2
votes

I have a WebRole running on a small instance. This WebRole has a method that uploads a large amount of files to BLOB storage. According to the Azure instances specs, a small instance has only 1 core. So when uploading those blobs, will Parallel.Foreach give me any benefits over a regular Foreach ?

3

3 Answers

5
votes

You would be much better served by focusing on using the aysnc versions of the blob storage APIs and/or Stream APIs so that you are I/O bound rather than CPU bound. Anywhere there is a BeginXXX API you should use it by wrapping it up with Task.Factory.FromAsync and the using a continuation from there. In your specific case you should leverage CloudBlob.BeginUploadFromStream. How you get the stream initially is just as important so look for async APIs on that end too.

The only thing that may hold you back from using a small instance after that is that it's capped at 100Mbps where as medium is 200Mbps.
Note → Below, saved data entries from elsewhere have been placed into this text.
PR #78, opened 2018-09-26
Update & Clean up Libraries

Xerus2000:


gradle/project.gradle.kts
```diff
@@ -75,6 +74,8 @@ allprojects {
 
     repositories {
         jcenter()
+        mavenCentral()
```
sghpjuikit: Why were these repositories added?

gradle/project.gradle.kts
```diff
@@ -112,26 +114,25 @@ dependencies {
         exclude("xpp3", "xpp3_min")
     }
 
-    // Image
+    // Images
```
sghpjuikit: In my opinion `Image` fits better that `Images`, particularly considering the name `Audio` above. Consistency is good. hence `misc` should also begin with an upper case. It doesn't really matter, but it does make a (small) difference. I do not suggest to fix this here, I'm just commenting.

Ultimately, I do not approve of comments like this and I'd rather see a code block, or named code block to segregate the groups in the future.

gradle/project.gradle.kts
```diff
@@ -112,26 +114,25 @@ dependencies {
...
-    //	compile("com.twelvemonkeys.imageio", "imageio-pdf", "3.4.0")
-    //	compile("com.twelvemonkeys.imageio", "imageio-pnm", "3.4.0")
-    //	compile("com.twelvemonkeys.imageio", "imageio-psd", "3.4.0")
-    //	compile("com.twelvemonkeys.imageio", "imageio-tga", "3.4.0")
-    //	compile("com.twelvemonkeys.imageio", "imageio-sgi", "3.4.0")
-    //	compile("com.twelvemonkeys.imageio", "imageio-thumbsdb", "3.4.0")
-    //	compile("com.twelvemonkeys.imageio", "imageio-tiff", "3.4.0")
-
-    compile(files(file("extra/lib").listFiles()))
+    val imageioVersion = "3.4.1"
```
sghpjuikit: What happened to the libs in the directory? The libs were custom built I did offline because they contained rather important fixes for several bugs. It will need to be verified that this bug is indeed solved in these libraries. Unfortunately I do not quite remember what the exact problem was. Hm

gradle/project.gradle.kts
```diff
@@ -213,7 +214,7 @@ tasks {
             workDir.resolve("lib").deleteRecursively()
             workDir.resolve("widgets").walkBottomUp()
                     .filter { it.path.endsWith("class") }
-                    .fold(true, { res, it -> (it.delete() || !it.exists()) && res })
+                    .fold(true) { res, it -> (it.delete() || !it.exists()) && res }
```
sghpjuikit: I think the previous version is more readable. What do you think?

src/sp/it/pl/util/file/Util.kt
```diff
@@ -72,24 +72,36 @@ fun File.isAnyChildOf(parent: File) = parent.isAnyParentOf(this)
...
+fun File.listChildren(filter: FilenameFilter): Stream<File> =
+        listFiles(filter).asStream()
 
 @Suppress("DEPRECATION")
-fun File.listChildren(filter: FilenameFilter): Stream<File> = listFiles(filter)?.asSequence()?.asStream() ?: Stream.empty()
+fun File.seqChildren(): Sequence<File> =
+        listFiles()?.asSequence().orEmpty()
+
+/** @return a Stream built from this array, which is empty if the array is null */
+fun <T> Array<T>?.asStream() = this?.asSequence()?.asStream() ?: Stream.empty()
```
sghpjuikit: This is a horrible general purpose method.

The naming does not denote there is any null handling at all and the nullable receiver type means this information is completely lost to the reader at the call site.

AsStreamOrEmpty() alternative that begs to be used is verbose and largely unnecessary. Passing around null arrays or collection is clear antipattern we do not want to instigate in any way (like by making it more comfortable for the dev). 

We also do not want to prod developers to use Arrays and Streams so these would be a bridging methods asking to be removed in the future.

In general orEmpty() methods are questionable as they introduce implicit behavior (very similar to that of the operator overloading), but such method with an added conversion on top introduce another complexity in the implicit behavior which only broadens the cognitive depth for the reader.

Even if, methods with nullable receiver themselves are already questionable enough, as they take away expressive power of the Elvis operator they end up substituting, i.e., `nullableObject.invoke()` will always be inferior to explicit `nullableObject?.invoke() ?: fallbackValue`. The general rule of thumb (I go by) is that methods are defined with non null receiver (just like instance methods on an object) and the null passing/handling is to be left to the developer. Not doing brings about hidden null handling, unexpected behavior in form of default values and failure of error handling from not being aware of there being an error case in the first place.

Convenience methods always have to prove themselves against the added complexity they introduce.

Lastly, I stand by my opinion that coincidental code duplicity is not to be refactored into method, like in this very case.

This is a clear case of less is more. Please remove the methods completely or at the very least make them private. I support the former because even as private, the methods already bring more problems than they solve (confusion, potential to abuse/misuse, javadoc, potential bugs, etc) and the refactored code can still remain as a one liner. We should strive to reduce the number of util/toplevel methods by relying on offocial API and clever strategically written ones and avoid methods to reduce 1 word somewhere in the project.

src/sp/it/pl/util/file/Util.kt
```diff
@@ -72,24 +72,36 @@ fun File.isAnyChildOf(parent: File) = parent.isAnyParentOf(this)
...
+fun <T> Sequence<T>?.orEmpty() = this ?: emptySequence()
 
 /**
  * Safe version of [File.getParentFile].
  *
  * @return parent file or null if is root
  */
 @Suppress("DEPRECATION")
-val File.parentDir: File? get() = parentFile
+val File.parentDir: File?
```
sghpjuikit: I do not really understand the formatting of the get() being on the new line. Is this some code style you apply or your preferred way of writing getters?

settings.gradle.kts
```diff
@@ -0,0 +1,7 @@
+
+rootProject.buildFileName = "gradle/project.gradle.kts"
+
+include(":widgets")
+val widgets = project(":widgets")
+widgets.projectDir = file("working dir/widgets")
```
sghpjuikit: There is an additional `working dir/widgets/META-INF/main.kotlin_module` file that wasnt there before. Is this necessary? It is probably generated in the compilation process, but I do not remember this happening before (it could be Kotlin compiler update). Id rather not have it sit there , or anywhere for that matter.

gradle/project.gradle.kts
Xerus2000: Well he released 3.4.1 by now, so there might be quite a fee fixes in the meantime. Did you create PRs for he custom fixes?

gradle/project.gradle.kts
Xerus2000: IDEA suggests it that way, so I simply obey ^^

settings.gradle.kts
Xerus2000: Sure, I'll see what it is

sghpjuikit: It is a module file. Either java 9 module or Kotlin also adopted some sort of module system.

sghpjuikit: I think the file is only generated if theres top level declaration in some of the widgets. Which should not be the case. Top lvl functions and extension functions in widgets are basically forbidden due to this.

src/sp/it/pl/util/file/Util.kt
Xerus2000: True, they just hit me as something that's not obeying DRY. I'll revert it.

src/sp/it/pl/util/file/Util.kt
Xerus2000: It is the way auto formatting does it, using the shared code style in the project. But in my opinion it's more readable that way anyways.

gradle/project.gradle.kts
Xerus2000: For ImageIO, somehow jcenter doesn't cover it.

gradle/project.gradle.kts
sghpjuikit: I guess we can only hope the fixes were there. I didnt make the fixes myself, its jsut the offocial release did not contain them, but the dev branch did - the release was year behind. I just pulled the repo and build the jars. I'll hope its gonna be ok...

gradle/project.gradle.kts
Xerus2000: Why a code block? But I do understand your nitpicking, I'm usually very similar 😉

gradle/project.gradle.kts
sghpjuikit: That is odd, because the general Kotlin rule is (was) the opposite. I'll check tomorrow. I'd really prefer to always take out lambda out of the parenthesis.

Xerus2000: But it is outside the parenthesis?

gradle/project.gradle.kts
sghpjuikit: This may be subjective, but an empty line in a code should be a greater granularity of grouping than here. The empty line + comment style is not exactly ideal (even if I practiced this a lot in the past). Comments are almost always a bad idea.

For example here `run("Image") { compile... }` blocks would be much better, because it would allow retain the meaning of the empty line separators while enforcing each compile section to have a clear uniform structure. Comments are much more likely to get out of hand (abundant, missing, arbitrary naming) that rigorous run() blocks.

This is more of a suggestion, but I think it has a solid reasoning. What do you think?

sghpjuikit: I think `"Audio" { ... }` style should also be possible because of kotling gradle DSL

gradle/project.gradle.kts
sghpjuikit: I misread. We are in agreement then. All is right.

gradle/project.gradle.kts
Xerus2000: Hmm I feel like this unecessarily adding code that doesn't have a function. Comments aren't code, and since this is just visual aid, I feel like they are right here.

gradle/project.gradle.kts
Xerus2000: Yes, if you pulled the repo it's definitely okay. The version from mavenCentral is newer than the one you built.

src/sp/it/pl/util/file/Util.kt
Xerus2000: You know you can do this with one click, right? But don't do it while we have active branches, it would introduce a lot of unnecessary conflicts

gradle/project.gradle.kts
sghpjuikit: I see, but you have no problem using Kotlin as a build file, which is a domain of stuff like xml. One would argue (and I debated this at work already with sbt for Scala) that language (typed one at that) has no place in the build file.

The programming language offers advantages for more than just a code. You can see it with TODO() method in the Kotlin API. That too has been a comment once.

In my opinion comments are not only out of fashion, but also have no place in the code whatsoever. I've seen it over and over. Dangling comments, comments that are out of context, misleading or downright incorrect or unintelligible to anyone (including the author himself). Comments are incredibly fragile and become obsolete very quick (faster than Javadoc). Comments ended up proliferating the problem they were supposed to solve.

There should only be code (and annotations) in the code file. This also helps refactoring, reuse and searchability as the tools can leverage the language support. Ingraining the meaning into the constructs of the language is too advantageous to ignore.

I'm marking this resolved of course, but I'll probably return to this at some point.

Xerus2000: I can see your point, but this is a case whether they won't become obsolete or dangling, since the buildscript is relatively static. Also, there is no inherent advantage of using any other construct in here in terms of IDE usability and stuff like that.

gradle/project.gradle.kts
```diff
@@ -53,7 +51,8 @@ kotlin {
 }
 
 allprojects {
-    buildDir = file(properties["player.buildDir"] ?: "build").resolve(name)
+    apply(plugin = "kotlin")
```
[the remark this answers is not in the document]
Xerus2000: The plugin is already required by the root project, but the subprojects can't use it unless you apply it there too. One could also move this to `widgets.gradle.kts`, but since everything in this application uses kotlin, I like to configure it centrally.

Xerus2000:
I can't respond to your comment on settings.gradle.kts for whatever reason, so I'll do it here. 
The file that was there was probably mistakenly generated while I was tinkering around, so I deleted it and it didn't reappear.

gradle/project.gradle.kts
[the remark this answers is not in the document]
sghpjuikit: ok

Then again you can always leverage the elasticity factor and increase role count when you need more processing and scale back again when things calm down.
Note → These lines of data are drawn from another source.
PR #82, opened 2018-10-28
Fix saving file

sghpjuikit:


sghpjuikit:
> huh, what am I supposed to do here?

Give ok for merge.

PR #547, opened 2024-07-02
docs: Fix references to JSON/XML output format

jonatanschroeder:
JSON and XML outputs were using the TAP example as output. This PR fixes the reference to the appropriate example.


MrAnno (approved):
Thank you.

Here's an example of how you would call BeginUploadFromStream using FromAsync. Now, as far as coordinating concurrent processing, since you're now kicking off async tasks you can't count on Parallel::ForEach to constrain the max concurrency for you. This means you will just have a regular foreach on the original thread with a Semaphore to limit concurrency. This will provide the equivalent of MaxDegreeOfParallelism:

// Setup a semaphore to constrain the max # of concurrent "thing"s we will process
int maxConcurrency = ... read from config ...
Semaphore maxConcurrentThingsToProcess = new Semaphore(maxConcurrency, maxConcurrency);

// Current thread will enumerate and dispatch I/O work async, this will be the only CPU resource we're holding during the async I/O
foreach(Thing thing in myThings)
{
    // Make sure we haven't reached max concurrency yet
    maxConcurrentThingsToProcess.WaitOne();

    try
    {
        Stream mySourceStream = ... get the source stream from somewhere ...;
        CloudBlob myCloudBlob = ... get the blob from somewhere ...;

        // Begin uploading the stream asynchronously
        Task uploadStreamTask = Task.Factory.FromAsync(
            myCloudBlob.BeginUploadFromStream,
            myCloudBlob.EndUploadFromStream,
            mySourceStream,
            null);

        // Setup a continuation that will fire when the upload completes (regardless of success or failure)
        uploadStreamTask.ContinueWith(uploadStreamAntecedent =>
        {
            try
            {
                // upload completed here, do any cleanup/post processing
            }
            finally
            {
                // Release the semaphore so the next thing can be processed
                maxConcurrentThingsToProcess.Release();
            }
        });
    }
    catch
    {
        // Something went wrong starting to process this "thing", release the semaphore
        maxConcurrentThingsToProcess.Release();

        throw;
    }
}

Now in this sample I am not showing how you should also be getting the source stream asynchronously, but if, for example, you were downloading that stream from a URL someplace else, you would want to kick that off asynchronously as well and chain the starting of the async upload here into a continuation on that.

Believe me, I know this is more code than just doing a simple Parallel::ForEach, but Parallel::ForEach exists to make concurrency for CPU bound tasks easy. When it comes to I/O, using the async APIs is the only way to achieve maximum I/O throughput while minimizing CPU resources.

3
votes

The number of cores doesn't directly correlate to the number of threads spawned by Parallel.ForEach().

About a year ago, David Aiken did a very informal test with some blob+table access, with and without Parallel.ForEach(), on a Small instance. You can see the results here. In this case, there was a measured improvement, as this was not a CPU-bound activity. I suspect you'll see an improvement in performance as well, since you're uploading a large number of objects to blob storage.

3
votes

Yes it will because each of your uploads will be network bound, so the scheduler can share your single core amongst them. (This after all, is how single-core, single-CPU computers get more than one thing done at a time.)

You could also use the asynchronous blob upload functions for a similar effect.